For every line in the data below that contains "pull", copy the line.

+++++

PR #154, opened 2023-11-16
Week 6 Utku Acikel

UtkuDHBW:
Not finished, still trying to fix error in directory_sizes & part 2!


s231365 (commented):
Your solution for task 1 is working and is a good solution. Please make comments, so it is easier for the reviewer to understand your code.

PR #817, opened 2021-02-19
Synpy 1107 option to not create manifest

linchiahuisage:
Change

- Add one option for command-line input which is either '-supMani' or '--suppressManifest'. The default value is False
- Add unit test for suppressing manifest command-line option
- Add unit test for Synapseutils sync that allowing a client to determine whether to create the manifest file or not.

https://sagebionetworks.jira.com/browse/SYNPY-1107


jkiang13:
Since all of the commits for this PR are in https://github.com/Sage-Bionetworks/synapsePythonClient/pull/822 we can review that one instead and close this.

PR #818, opened 2021-02-19
SYNPY-1114 containerized sftp integration tests

jkiang13:
This replaces the use of a fixed EC2 instance as a storage location for Python integration tests with a container that is created during the GH Actions CI run.

This is simpler and has no external dependency. The one downside is that Windows and Mac integration tests cannot use it because GH Actions doesn't support containers for those platforms, and you can't share a container across matrix jobs.

The SFTP integration tests look for an "SFTP_HOST" environment variable and will test against those, using matching credentials found in the synapseConfig.


jkiang13:
Shoot wrong bug # closing...

PR #822, opened 2021-02-24
Synpy 756 generate manifest function only

linchiahuisage:
Change

- For cmd-line get function, add one more arg option '-cm' or '--createManifest' which should specifically add one of three choices ['all', 'root', 'suppress'].
- The syncFromSynapse in Synapseutils.sync.py, adding two arguments which are manifest and downloadFile.
- Add unit test for unit_test_commandline.py
- Add unit test for unit_test_synapseutils_sync.py


synapseutils/sync.py
```diff
@@ -61,6 +62,8 @@ def syncFromSynapse(syn, entity, path=None, ifcollision='overwrite.local', allFi
     :param followLink:  Determines whether the link returns the target Entity.
                         Defaults to False
 
+    :param manifest:    Determines whether creating manifest file automatically.
```
jkiang13, line 65: Can you document the optional values here ("all", "root", "suppress") as part of the doc string?

jkiang13: Also it would be good to validate the value passed in is one of the options. The command line call will do that automatically when this is called from the command line, but if invoked programmatically there is no check.

synapseclient/__main__.py
```diff
@@ -577,6 +578,9 @@ def build_parser():
                             'is deemed fully stable and becomes the default implementation.')
     parser_get.add_argument('id', metavar='syn123', nargs='?', type=str,
                             help='Synapse ID of form syn123 of desired data object.')
+    # add no manifest option
+    parser_get.add_argument('--createManifest', type=str, choices=['all', 'root', 'suppress'],
```
jkiang13, line 582: The command line option is "createManifest", but the name of the argument to the function is just manifest. Maybe we can make them the same, just "manifest"?

jkiang13 (changes requested):

PR #829, opened 2021-03-12
SYNPY-1123 escape table query column names during migration index

jkiang13:
Fixes a few issues related to indexing table attached file handles when indexing for a migration:

1. Table column names could contain special characters and weren't being escaped.
2. Some older file handles don't include a storageLocationId, this shouldn't produce a KeyError (related [PLFM-6637](https://sagebionetworks.jira.com/browse/PLFM-6637)
3. If only indexing tables and not files, there's no reason to scan the folder hierarchy since folders only contain files.

### DIFF
--- a/synapseutils/migrate_functions.py
+++ b/synapseutils/migrate_functions.py
@@ -963,7 +963,7 @@ def _index_file_entity(
     if entity_versions:
         insert_values = []
         for (entity, version) in entity_versions:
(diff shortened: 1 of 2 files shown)


jkiang13:
Handled by https://github.com/Sage-Bionetworks/synapsePythonClient/pull/848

+++++

▸ THE COMPLETED TASK
Since all of the commits for this PR are in https://github.com/Sage-Bionetworks/synapsePythonClient/pull/822 we can review that one instead and close this.
Handled by https://github.com/Sage-Bionetworks/synapsePythonClient/pull/848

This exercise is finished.